• **Work to be completed**:
All lines from the entries below that contain the string "return" should be copied out.

Stored items from a collection

..........

PR #53495, opened 2019-06-14
Backport 53492 - Fix syndic connection when using tcp transport

dwoz:
### What does this PR do?

Fix syndic connection when using tcp transport

### Tests written?

No - Fixing issue in existing test suite

### Commits signed with GPG?

Yes

### DIFF
--- a/tests/integration/files/log_handlers/runtests_log_handler.py
+++ b/tests/integration/files/log_handlers/runtests_log_handler.py
@@ -34,6 +34,8 @@ __virtualname__ = 'runtests_log_handler'
 def __virtual__():
     if 'runtests_log_port' not in __opts__:
         return False, "'runtests_log_port' not in options"
+    if six.PY3:
+        return False, "runtests external logging handler is temporarily disabled for Python 3 tests"
     return True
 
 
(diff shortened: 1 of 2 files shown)


tests/integration/files/log_handlers/runtests_log_handler.py
```diff
@@ -35,8 +34,6 @@
 def __virtual__():
     if 'runtests_log_port' not in __opts__:
         return False, "'runtests_log_port' not in options"
-    if six.PY3:
```
Ch3LL: can we revert this for now since we showed it hanging tests on the 2019.2.1 branch?

Ch3LL (changes requested):

tests/integration/files/log_handlers/runtests_log_handler.py
dwoz: Done.

tests/integration/files/log_handlers/runtests_log_handler.py
```diff
@@ -23,7 +23,6 @@
 import msgpack
 
 # Import Salt libs
-from salt.ext import six
```
Ch3LL: just need to re-add this import back in

Ch3LL (changes requested):

dwoz:
This PR is no longer needed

..........

• **Solution to the exercise**:
         return False, "'runtests_log_port' not in options"
+        return False, "runtests external logging handler is temporarily disabled for Python 3 tests"
     return True
         return False, "'runtests_log_port' not in options"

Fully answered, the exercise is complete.